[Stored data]
PR #1304, opened 2025-05-06
Rewrite Checksum util class as the old one was annoying me.

modmuss50:


src/main/java/net/fabricmc/loom/configuration/providers/minecraft/verify/MinecraftJarVerification.java
```diff
@@ -86,9 +85,9 @@ private boolean isValidKnownVersion(Path path, String version, KnownJarType type
 		}
 
 		LOGGER.info("Found executed hash ({}) for known version: {}", expectedHash, version);
-		String hash = Checksum.sha256Hex(Files.readAllBytes(path));
+		Checksum.Result hash = Checksum.of(path).sha256();
```
Toffikk, line 88: shouldn’t this be `.sha256().hex()`?

modmuss50: No, the Checksum.Result has a matchesStr method that will match against the hex string.

PR #1310, opened 2025-05-16
Unpick V3

modmuss50:


src/main/java/net/fabricmc/loom/task/service/UnpickService.java
```diff
@@ -108,73 +132,101 @@ public UnpickService(Options options, ServiceFactory serviceFactory) {
...
+			ClassWriter writer = new ClassWriter(ClassWriter.COMPUTE_MAXS);
+			classNode.accept(writer);
+
+			Files.write(output, writer.toByteArray());
+		}
 	}
 
-	public abstract static class UnpickAction implements WorkAction<UnpickParams> {
-		private static final Logger LOGGER = LoggerFactory.getLogger(UnpickAction.class);
+	private static class ZipFsClassResolver extends ChainClassResolver implements Closeable {
```
Earthcomputer: `ChainClassResolver` is an impl class, I think it's better to have this class implement `IClassResolver` directly and handle one zip file system, then `create` can return an `IClassResolver` by using `IClassResolver.chain`.

modmuss50: Good spot, now fixed. Thanks.

Earthcomputer (approved):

**The task**
Copy every entry exactly, missing none.

**Solution for this problem**
PR #1304, opened 2025-05-06
Rewrite Checksum util class as the old one was annoying me.

modmuss50:


src/main/java/net/fabricmc/loom/configuration/providers/minecraft/verify/MinecraftJarVerification.java
```diff
@@ -86,9 +85,9 @@ private boolean isValidKnownVersion(Path path, String version, KnownJarType type
 		}
 
 		LOGGER.info("Found executed hash ({}) for known version: {}", expectedHash, version);
-		String hash = Checksum.sha256Hex(Files.readAllBytes(path));
+		Checksum.Result hash = Checksum.of(path).sha256();
```
Toffikk, line 88: shouldn’t this be `.sha256().hex()`?

modmuss50: No, the Checksum.Result has a matchesStr method that will match against the hex string.

PR #1310, opened 2025-05-16
Unpick V3

modmuss50:


src/main/java/net/fabricmc/loom/task/service/UnpickService.java
```diff
@@ -108,73 +132,101 @@ public UnpickService(Options options, ServiceFactory serviceFactory) {
...
+			ClassWriter writer = new ClassWriter(ClassWriter.COMPUTE_MAXS);
+			classNode.accept(writer);
+
+			Files.write(output, writer.toByteArray());
+		}
 	}
 
-	public abstract static class UnpickAction implements WorkAction<UnpickParams> {
-		private static final Logger LOGGER = LoggerFactory.getLogger(UnpickAction.class);
+	private static class ZipFsClassResolver extends ChainClassResolver implements Closeable {
```
Earthcomputer: `ChainClassResolver` is an impl class, I think it's better to have this class implement `IClassResolver` directly and handle one zip file system, then `create` can return an `IClassResolver` by using `IClassResolver.chain`.

modmuss50: Good spot, now fixed. Thanks.

Earthcomputer (approved):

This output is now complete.